- **WHAT THE TASK ASKS**
Pull out all lines from the listing below in which the word "preBuild" appears.

- **GIVEN RECORDS**
::::
PR #431, opened 2018-09-10
Make origin-js configurable from .env file

sparrowDom:
### Checklist:

### Description:
- making properties in `origin-js` configurable from `.env` file
- it takes `dev.env` file into consideration regarding what are all the properties that should be defined in `.env` file. Any if any is missing throws an error
- once the origin.js server/client files are built in the `dist` folder configurations from `.env` file are copied into those files and not ready from environmental variables

#### Post Merge Steps
- Resolves Issue: https://github.com/OriginProtocol/origin-js/issues/437
- Also merge this branch once this is merged: https://github.com/OriginProtocol/origin-dapp/pull/480#pullrequestreview-154153057

### DIFF
--- a/dev.env
+++ b/dev.env
@@ -1,0 +1,7 @@
+BRIDGE_SERVER=https://bridge.originprotocol.com
+IPFS_DOMAIN=gateway.originprotocol.com
+DISCOVERY_SERVER_URL=https://discovery.originprotocol.com
+DISCOVERY_SERVER_PORT=443
+IPFS_API_PORT=5002
+IPFS_GATEWAY_PORT=443
+IPFS_GATEWAY_PROTOCOL=https
--- a/dev.env
+++ b/dev.env
@@ -1,7 +1,6 @@
 BRIDGE_SERVER=https://bridge.originprotocol.com
 IPFS_DOMAIN=gateway.originprotocol.com
-DISCOVERY_SERVER_URL=https://discovery.originprotocol.com
-DISCOVERY_SERVER_PORT=443
+DISCOVERY_SERVER_URL=https://discovery.originprotocol.com:443
 IPFS_API_PORT=5002
 IPFS_GATEWAY_PORT=443
 IPFS_GATEWAY_PROTOCOL=https
--- a/scripts/build.js
+++ b/scripts/build.js
@@ -2,17 +2,24 @@ const chalk = require('chalk')
 const startGanache = require('./helpers/start-ganache')
 const buildContracts = require('./helpers/build-contracts')
 const deployContracts = require('./helpers/deploy-contracts')
+const preBuild = require('./helpers/pre-build')
 const startIpfs = require('./helpers/start-ipfs')
 const startTestServer = require('./helpers/start-test-server')
 const watch = require('node-watch')
 const webpack = require('webpack')
-const webpackConfig = require('../webpack.config.js')
 
 const args = process.argv.slice(2)
 const shouldWatch = args.length && args[0] === 'serve'
 const noGanache = args.length && args[1] === 'no-ganache'
 
 const start = async () => {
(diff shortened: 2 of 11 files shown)


src/index.js
```diff
@@ -18,7 +18,7 @@ class Origin {
     ipfsGatewayPort = process.env.IPFS_GATEWAY_PORT,
     ipfsGatewayProtocol = process.env.IPFS_GATEWAY_PROTOCOL,
     attestationServerUrl = `${process.env.BRIDGE_SERVER}/api/attestations`,
-    discoveryServer = process.env.DISCOVERY_SERVER_PORT,
+    discoveryServer = process.env.DISCOVERY_SERVER_URL,
```
franckc: If we are using URL, do we still need discoveryServerPort ? Perhaps let's get rid of it  to make things simpler. So then for local development discoveryServer would point to something like "http://localhost:4000"

sparrowDom: Yup agree no need for 2 properties

sparrowDom:
@franckc I have added a pre-build step that copies contents of `dev.env` to `.env` in case the latter does not exist. So that `origin-box` users should have no problems and no additional manual work is required for the project to build. This is also important so that Continuous Integration (travis) can run as it needs the `.env` file. 

Without `origin-box` users will have to do this manually. 

Can you do another pass please?

dev.env
```diff
@@ -0,0 +1,6 @@
+BRIDGE_SERVER=https://bridge.originprotocol.com
+IPFS_DOMAIN=gateway.originprotocol.com
+DISCOVERY_SERVER_URL=https://discovery.originprotocol.com:443
```
franckc: No need to have :443 since this is the default for https

scripts/build.js
```diff
@@ -2,17 +2,24 @@ const chalk = require('chalk')
...
 
 const args = process.argv.slice(2)
 const shouldWatch = args.length && args[0] === 'serve'
 const noGanache = args.length && args[1] === 'no-ganache'
 
 const start = async () => {
+  console.log(chalk`\n{bold.hex('#26d198') ⬢  STARTING BUILD }\n`)
+  preBuild()
+
+  /* We need to load webpack config after preBuild step, because if .evn file does not exist pre-build
```
franckc: super nit: typo .evn vs .env

src/index.js
```diff
@@ -9,25 +9,16 @@ import Token from './resources/token'
...
-const defaultDiscoveryServerPort = '443'
-const defaultIpfsApiPort = '5002'
-const defaultIpfsGatewayPort = '443'
-const defaultIpfsGatewayProtocol = 'https'
-const defaultAttestationServerUrl = `${defaultBridgeServer}/api/attestations`
 const VERSION = require('.././package.json').version
 
 class Origin {
   constructor({
-    ipfsDomain = defaultIpfsDomain,
```
franckc: I believe this will break our production deployment when the DApp is served via IPFS because in that case no environment variable is defined. So we must keep those default assignments...

scripts/build.js
```diff
@@ -2,17 +2,24 @@ const chalk = require('chalk')
...
 const webpack = require('webpack')
-const webpackConfig = require('../webpack.config.js')
 
 const args = process.argv.slice(2)
 const shouldWatch = args.length && args[0] === 'serve'
 const noGanache = args.length && args[1] === 'no-ganache'
 
 const start = async () => {
+  console.log(chalk`\n{bold.hex('#26d198') ⬢  STARTING BUILD }\n`)
+  preBuild()
```
franckc: Will this break origin-box setup ?
See https://github.com/OriginProtocol/origin-box/blob/master/docker-compose.yml#L117

franckc:
@tomlinton I thin you have a much better understanding of origin-js/DApp configuration than I do at this point. Could you take a quick look and provide any comments ? Thanks !

sparrowDom:
This was a bad idea lets cancel it 😇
::::
- **RESPONSE TO THIS TASK**
+const preBuild = require('./helpers/pre-build')
+  preBuild()
+  /* We need to load webpack config after preBuild step, because if .evn file does not exist pre-build
+  preBuild()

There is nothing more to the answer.